Наталья Александрова - Дама в очках, с мобильником, на мотоцикле
Она с благодарностью отпустила куст чертополоха и огляделась. Никого не было видно.
«Сволочи, — подумала Надежда и ощутила небывалую злость, — вот теперь — все! Как же я ненавижу этот город!»
Злость помогла ей приструнить голову, чтобы перестала кружиться, и сделать первый шаг. Злость помогла ей преодолеть пустырь и выбрать правильное направление к дому. Злость помогла ей не обращать внимания на удивленные, а порой и брезгливые взгляды, которые бросали на нее встречные прохожие.
«Вас бы кто повалял по грязи, — думала она, — поглядела бы я, как вы смотрелись…»
Делая над собой усилие, чтобы ступать прямо и не натыкаться на прохожих, Надежда преодолела улицу Тимирязева и завернула к пансионату. Демонстрация или закончилась, или ушла куда-то в сторону, к центру города.
У дверей пансионата Надежда Николаевна остановилась. Ей нужны были силы, чтобы открыть двери. Она стояла на крыльце так долго, что выскочила Нина, которая высмотрела Надежду в окно, но, надо полагать, не сразу узнала в таком виде.
— Господи, да что же это! — Нина втащила Надежду в холл.
И тут же с другой стороны в холл вошла Галина в сопровождении Василия Верленовича. Как всегда, Галка озабочена была только тем, чтобы проскочить незаметной в свой номер. Так что на Надежду она сначала внимания не обратила. Пока не бросилась ей в глаза знакомая куртка. Разглядев, в каком куртка плачевном виде, Галка бросилась к Надежде со словами:
— Надя, что это значит?
— Ненавижу! — прохрипела Надежда и, теряя сознание, стала падать на Василия Верленовича.
Тот взвизгнул, как заяц, и проворно отскочил в сторону. Надежду подхватил хозяин пансионата, который появился, как всегда, вовремя. Он не дал ей упасть и даже легонько стукнул по щеке, чтобы вывести из обморока. Таким образом, по лестнице Надежда шла почти сама, только ноги были какие-то ватные.

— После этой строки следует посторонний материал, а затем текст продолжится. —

Issue #409, opened 2017-07-15
idp_cert_multi issue w/ the hash storing the keys


antislice:
I ran into an issue getting with getting "Invalid Signature on SAML Response" on a response with with `idp_cert_multi` set. The IdP is ADFS if anyone's searching. I tracked it down to a hash access keys.

`IdpMetadataParser#certificates` uses string keys to save the keys, `'signing'` and `'encryption'`. This is a problem in `Settings#get_idp_cert_multi` when it tries to access the cert with the keys `:signing` and `:encryption`. In plain Ruby without ActiveSupport's HashWithIndifferentAccess the two forms are not interchangeable.

I was able to work around it with the two lines after `parse_remote` when I initialize the settings:
```
  def self.get_saml_settings(url_base)
    # retrieve settings from IdP 
    unless @settings
      idp_metadata_parser = OneLogin::RubySaml::IdpMetadataParser.new
      @settings = idp_metadata_parser.parse_remote(ENV['SSO_IDP_METADATA_URL'])
      # save the parts of the cert with symbol keys
      @settings.idp_cert_multi[:signing] = @settings.idp_cert_multi['signing']
      @settings.idp_cert_multi[:encryption] = @settings.idp_cert_multi['encryption']
  end
  ...
  # the rest of the settings
end
```

pitbulk:
We may change the way we calculate the [certificates](https://github.com/onelogin/ruby-saml/blob/master/lib/onelogin/ruby-saml/idp_metadata_parser.rb#L250) and use the symbol keys.
And update also the [merge_certificates_into](https://github.com/onelogin/ruby-saml/blob/master/lib/onelogin/ruby-saml/idp_metadata_parser.rb#L318) method.

Do you want to contribute with a PR?

antislice:
Yeah, I'm planning on it when I get the chance. This came up in the middle of a lot of deadlines so I wasn't able to submit a PR with the issue. It stumped me long enough I wanted to get the workaround out though.

PR #576, opened 2021-03-10
Support idp cert multi with string keys

alxckn:
I ran into issues while attempting to integrate with an ADFS IdP.
The issue was that when settings are initialized with a hash where keys are not symbols (ex. when loaded from a json file), `Settings#get_idp_cert_multi` is not able to retrieve the certificates. 

It had been reported in this issue before: https://github.com/onelogin/ruby-saml/issues/409.

This PR proposes to fallback to string keys if symbol keys are not defined.

### DIFF
--- a/lib/onelogin/ruby-saml/settings.rb
+++ b/lib/onelogin/ruby-saml/settings.rb
@@ -195,17 +195,13 @@ module OneLogin
 
         certs = {:signing => [], :encryption => [] }
 
-        if idp_cert_multi.key?(:signing) and not idp_cert_multi[:signing].empty?
-          idp_cert_multi[:signing].each do |idp_cert|
-            formatted_cert = OneLogin::RubySaml::Utils.format_cert(idp_cert)
-            certs[:signing].push(OpenSSL::X509::Certificate.new(formatted_cert))
-          end
-        end
+        [:signing, :encryption].each do |type|
+          certs_for_type = idp_cert_multi[type] || idp_cert_multi[type.to_s]
+          next if !certs_for_type || certs_for_type.empty?
 
-        if idp_cert_multi.key?(:encryption) and not idp_cert_multi[:encryption].empty?
-          idp_cert_multi[:encryption].each do |idp_cert|
+          certs_for_type.each do |idp_cert|
             formatted_cert = OneLogin::RubySaml::Utils.format_cert(idp_cert)
-            certs[:encryption].push(OpenSSL::X509::Certificate.new(formatted_cert))
+            certs[type].push(OpenSSL::X509::Certificate.new(formatted_cert))
           end
         end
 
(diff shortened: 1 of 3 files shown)


johnnyshields:
👍 This looks good to merge

lib/onelogin/ruby-saml/settings.rb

Надо отдать Галке должное: когда она поняла, что с Надеждой плохо, она мигом позабыла про испорченную куртку. Она помогла ей раздеться и уложила в кровать. В номере суетилось множество народу, предлагали вызвать «скорую помощь», просто врача, чтобы сделал укол, просто дать успокоительное. Надежда от всего отмахивалась.
В конце концов Галка вытолкала всех из номера, взяв только из рук горничной чашку чаю.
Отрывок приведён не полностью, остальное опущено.